PR #9104, opened 2021-04-23
fix(titus/serverGroup): Remove empty key/pairs from job attributes

caseyhebebrand:
Server groups with no instances have an empty key/pair `{ "": "" }`. This causes validation issues in the UI when a user wants to clone an empty server group. 

To fix, the empty key/pair is deleted where the other labels are deleted. 

Screen Shot 2021-04-23 at 11 24 09 AM

### DIFF
--- a/app/scripts/modules/titus/src/serverGroup/details/serverGroupDetails.titus.controller.js
+++ b/app/scripts/modules/titus/src/serverGroup/details/serverGroupDetails.titus.controller.js
@@ -108,6 +108,11 @@ angular
           delete labels['source'];
           delete labels['spinnakerAccount'];
 
+          // Server groups with no instances have an empty key/value pair that causes validation issues in the clone modal
+          if (labels[''] === '') {
+            delete labels[''];
+          }
+
           Object.keys(labels).forEach((key) => {
             if (key.startsWith('titus.')) {
               delete labels[key];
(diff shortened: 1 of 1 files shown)


app/scripts/modules/titus/src/serverGroup/details/serverGroupDetails.titus.controller.js
```diff
@@ -108,6 +108,11 @@ angular
           delete labels['source'];
           delete labels['spinnakerAccount'];
 
+          // Server groups with no instances have an empty key/value pair that causes validation issues in the clone modal
+          if (labels[''] === '') {
```
christopherthielen, line 112: is there any reason not to always delete the empty key (i.e., is there a reason to check that the value is also an empty string)?

caseyhebebrand: No, we should always delete this, so I am going to update this code

app/scripts/modules/titus/src/serverGroup/details/serverGroupDetails.titus.controller.js
```diff
@@ -108,6 +108,11 @@ angular
...
+            delete labels[''];
+          }
```
caseyhebebrand, line 114:
```suggestion
          delete labels[''];
```

christopherthielen (approved):

PR #9105, opened 2021-04-23
fix(redblack): Update redblack fields for angular DeploymentStrategyS…

caseyhebebrand:
The `DeploymentStrategySelector` had angular implementations in the `cloneServerGroup` stage. The `onChange` function for additional red-black fields was not being passed to the angular implementation.

This PR includes: 
- Create `onChange` function in the angular controllers and pass to the component
- Force `DeploymentStrategySelector` to re-render. The angular updates are applied to the underlying command, but the UI doesn't update

I really don't like forcing the re-render, but it simple enough for now since I don't have time to refactor the entire stage.

### DIFF
--- a/app/scripts/modules/amazon/src/pipeline/stages/cloneServerGroup/awsCloneServerGroupStage.js
+++ b/app/scripts/modules/amazon/src/pipeline/stages/cloneServerGroup/awsCloneServerGroupStage.js
@@ -132,5 +132,13 @@ module(AMAZON_PIPELINE_STAGES_CLONESERVERGROUP_AWSCLONESERVERGROUPSTAGE, [])
           stage.useAmiBlockDeviceMappings = false;
         }
       };
+
+      this.onRedBlackFieldChange = (key, value) => {
+        if (key === 'rollback.onFailure') {
+          stage.rollback.onFailure = value;
+        } else {
+          stage[key] = value;
+        }
+      };
     },
   ]);
--- a/app/scripts/modules/amazon/src/pipeline/stages/cloneServerGroup/awsCloneServerGroupStage.js
+++ b/app/scripts/modules/amazon/src/pipeline/stages/cloneServerGroup/awsCloneServerGroupStage.js
@@ -134,11 +134,7 @@ module(AMAZON_PIPELINE_STAGES_CLONESERVERGROUP_AWSCLONESERVERGROUPSTAGE, [])
       };
 
       this.onRedBlackFieldChange = (key, value) => {
-        if (key === 'rollback.onFailure') {
-          stage.rollback.onFailure = value;
-        } else {
-          stage[key] = value;
-        }
+        _.set(stage, key, value);
       };
     },
   ]);
--- a/app/scripts/modules/core/src/deploymentStrategy/DeploymentStrategySelector.tsx
+++ b/app/scripts/modules/core/src/deploymentStrategy/DeploymentStrategySelector.tsx
@@ -83,17 +83,11 @@ export class DeploymentStrategySelector extends React.Component<
     this.selectStrategy(this.props.command.strategy, true);
   }
 
-  public onChange = (key: string, value: any) => {
-    this.props.onFieldChange(key, value);
-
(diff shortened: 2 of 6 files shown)


app/scripts/modules/amazon/src/pipeline/stages/cloneServerGroup/awsCloneServerGroupStage.js
```diff
@@ -132,5 +132,13 @@ module(AMAZON_PIPELINE_STAGES_CLONESERVERGROUP_AWSCLONESERVERGROUPSTAGE, [])
           stage.useAmiBlockDeviceMappings = false;
         }
       };
+
+      this.onRedBlackFieldChange = (key, value) => {
+        if (key === 'rollback.onFailure') {
+          stage.rollback.onFailure = value;
+        } else {
+          stage[key] = value;
+        }
```
christopherthielen, line 141: You can use the lodash set function to eliminate this special casing
```suggestion
        set(stage, key, value);
```

app/scripts/modules/core/src/deploymentStrategy/DeploymentStrategySelector.tsx
```diff
@@ -83,8 +83,15 @@ export class DeploymentStrategySelector extends React.Component<
     this.selectStrategy(this.props.command.strategy, true);
   }
 
+  public onChange = (key: string, value: any) => {
+    this.props.onFieldChange(key, value);
+
+    // This hack is needed to force the component to re-render when the angular deployment-strategy-selector updates the underlying command
+    this.setState({ AdditionalFieldsComponent: this.state.AdditionalFieldsComponent });
```
christopherthielen, line 90: Can we use forceUpdate? https://reactjs.org/docs/react-component.html#forceupdate
```suggestion

    // This hack is needed to force the component to re-render when the angular deployment-strategy-selector updates the underlying command
    this.forceUpdate();
```

app/scripts/modules/titus/src/pipeline/stages/cloneServerGroup/titusCloneServerGroupStage.js
```diff
@@ -93,5 +93,13 @@ module(TITUS_PIPELINE_STAGES_CLONESERVERGROUP_TITUSCLONESERVERGROUPSTAGE, [
       this.processIsSuspended = (process) => {
         return stage.suspendedProcesses && stage.suspendedProcesses.includes(process);
       };
+
+      this.onRedBlackFieldChange = (key, value) => {
+        if (key === 'rollback.onFailure') {
+          stage.rollback.onFailure = value;
+        } else {
+          stage[key] = value;
+        }
```
christopherthielen, line 102: same lodash `set` comment as above

app/scripts/modules/core/src/deploymentStrategy/DeploymentStrategySelector.tsx
```diff
@@ -83,8 +83,15 @@ export class DeploymentStrategySelector extends React.Component<
     this.selectStrategy(this.props.command.strategy, true);
   }
 
+  public onChange = (key: string, value: any) => {
+    this.props.onFieldChange(key, value);
+
+    // This hack is needed to force the component to re-render when the angular deployment-strategy-selector updates the underlying command
```
christopherthielen, line 89: I believe this statement is true, but I don't see how `onChange` gets called when the underlying command is updated?

christopherthielen (approved):

app/scripts/modules/core/src/deploymentStrategy/DeploymentStrategySelector.tsx
caseyhebebrand: `onChange` is called which then changes the underlying command via `onFieldChange`. The data changes but the component doesn't re-render. (`forceUpdate` will be good here).

christopherthielen: My question was asking HOW `onChange` is called by angularjs code when it updates the command object.  
NBD, it's probably not important as long as it works, but I just don't see it.

PR #9108, opened 2021-04-26
fix(titus/serverGroup): Fix height of metrics line chart

christopherthielen:
I missed this when switching from c3 to chart.js.


caseyhebebrand (approved):
Thanks for looking into this!

PR #9110, opened 2021-04-27
fix(core/pipeline): Resolved pipeline header alignment issue by ellip…

siddhu-opsmx:
What is in this PR?

Added a class to Account Tag component to ellipsis long account name , So that it will not affect the header alignment.

Before this PR if we add multiple deploy stages in pipeline consisting long account tag results execution group header slides out of alignment as shown in below screenshot.

alignmentIssue

accountName

After the PR if we add multiple deploy stages in pipeline consisting long account tag results as given in below screenshots

ellipsisAccountTag1

We made ACCOUNT_TAG_OVERFLOW_LIMIT to 1 So that more space will be available to pipeline name and rest of Account Tag is shown as below (by default).

ellipsisAccountTag2


siddhu-opsmx:
@christopherthielen @caseyhebebrand @alanmquach @vigneshm  Could you please review the code.

app/scripts/modules/core/src/pipeline/executions/executionGroup/executionGroup.less
```diff
@@ -127,3 +127,12 @@
   display: block;
   margin-bottom: 5px;
 }
+
+.account-tag-name {
+  max-width: 250px;
+  span {
```
caseyhebebrand, line 133: Can we make a more specific classname on the span? I want to prevent any unintentional side-effects.

siddhu-opsmx:
@caseyhebebrand  We have pushed the changes suggested by you, could you please have a look on it.

caseyhebebrand (approved):

PR #9125, opened 2021-04-29
feature(loadbalancer): Add the ability to configure 'preserve client IP' on NLBs

Bijnagte:


app/scripts/modules/amazon/src/loadBalancer/loadBalancer.transformer.ts
```diff
@@ -470,6 +470,7 @@ export class AwsLoadBalancerTransformer {
               deregistrationDelayConnectionTermination: Boolean(
                 targetGroup.attributes['deregistration_delay.connection_termination.enabled'] === 'true',
               ),
+              preserveClientIp: Boolean(targetGroup.attributes['preserve_client_ip.enabled'] === 'true'),
```
christopherthielen, line 473: lgtm except I'm confused why we use `attributes['preserve_client_ip.enabled']` vs `targetGroup.attributes.preserveClientIp`

christopherthielen (approved):

PR #9127, opened 2021-04-30
fix(titus): Fixing React.Children.only issue

alanmquach:
Hitting a weird edge case in the router.

It looks like `UIRouterContextComponent` uses `React.Children.count` to count children and decide whether or not to wrap it with a `<div>`.

https://github.com/ui-router/react-hybrid/blob/a1da8ce73611a2c7d26499c6415afd0f3af5b937/src/react/UIRouterReactContext.tsx#L69

The gotcha is that when `children` is an array, `React.Children.count` will return the length of the array. So whenever we have an array with `length=1`, `React.Children.only` is used, but that throws on an array.

I wrapped with a fragment to workaround the exception, but I think maybe the router also needs to check `React.isValidElement`?


alanmquach:
Opened https://github.com/ui-router/react-hybrid/pull/526 🤷

christopherthielen (approved):

PR #9130, opened 2021-05-04
fix(style): Ensure that the main div won't overflow the page

ranihorev:
This issue happens if addition divs are added above the main page


vigneshm (approved):
lg

PR #628, opened 2021-07-26
Call Composite Automation Tests

anjulgarg:
# What
Tests for 
- Control Bar Camera Button
- Participant Button
- Video Gallery

# Why

# How Tested

# Process & policy checklist


mgamis-msft (approved):

packages/react-composites/tests/browser/call/CallComposite.test.ts
```diff
@@ -28,7 +27,59 @@ test.describe('Call Composite E2E Tests', () => {
...
+      expect(await page.screenshot()).toMatchSnapshot(`page-${idx}-video-gallery.png`);
+    }
+  });
+
+  test('participant list loads correctly', async ({ pages }) => {
+    for (const idx in pages) {
+      const page = pages[idx];
+      page.bringToFront();
+      await page.click(dataUiId('call-composite-participants-button'));
+      await page.waitForTimeout(1000);
```
alkwa-msft, line 69: I thought we had to wait 1s so we can compare the snapshot to the expected image but we don't always seem to need to do it for all of the tests?

anjulgarg: This here is a special case because clicking on participants icon displays a dropdown menu that has an animation. So it takes it a while to render completely. Hence, the wait of 1second. We don't need to wait a sec for all tests.

alkwa-msft: ok if its a special case perhaps we should put a comment since this is specific around our UI today.

alkwa-msft (approved):

PR #629, opened 2021-07-27
Video device icon change in OptionsButton

mgamis-msft:
# What

Changed icon of video device icon in OptionsButton
https://user-images.githubusercontent.com/79475487/127219993-d942bae2-64b8-4aac-8cd1-f2c4722e009f.mp4

# Why

https://skype.visualstudio.com/SPOOL/_workitems/edit/2525175

# How Tested

# Process & policy checklist


packages/react-components/src/components/OptionsButton.tsx
```diff
@@ -136,7 +138,9 @@ const generateDefaultMenuProps = (
           key: camera.id,
           text: camera.name,
           title: camera.name,
-          iconProps: { iconName: 'Camera' },
+          onRenderIcon: () => (
+            <Video20Regular style={{ color: theme.palette.themePrimary, display: 'flex', alignItems: 'center' }} />
```
alkwa-msft, line 142: can we put this styling into a class?

alkwa-msft (dismissed):
Lets put the inline style into a class.

mgamis-msft:
> Lets put the inline style into a class.

Sure. I have moved it to a separate file.

JamesBurnside (approved):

▶ WORK TO BE COMPLETED
Copy out, from the material above, each line in which the string "empty" is found.

▶ RESPONSE AREA
fix(titus/serverGroup): Remove empty key/pairs from job attributes
Server groups with no instances have an empty key/pair `{ "": "" }`. This causes validation issues in the UI when a user wants to clone an empty server group. 
To fix, the empty key/pair is deleted where the other labels are deleted. 
+          // Server groups with no instances have an empty key/value pair that causes validation issues in the clone modal
+          // Server groups with no instances have an empty key/value pair that causes validation issues in the clone modal
christopherthielen, line 112: is there any reason not to always delete the empty key (i.e., is there a reason to check that the value is also an empty string)?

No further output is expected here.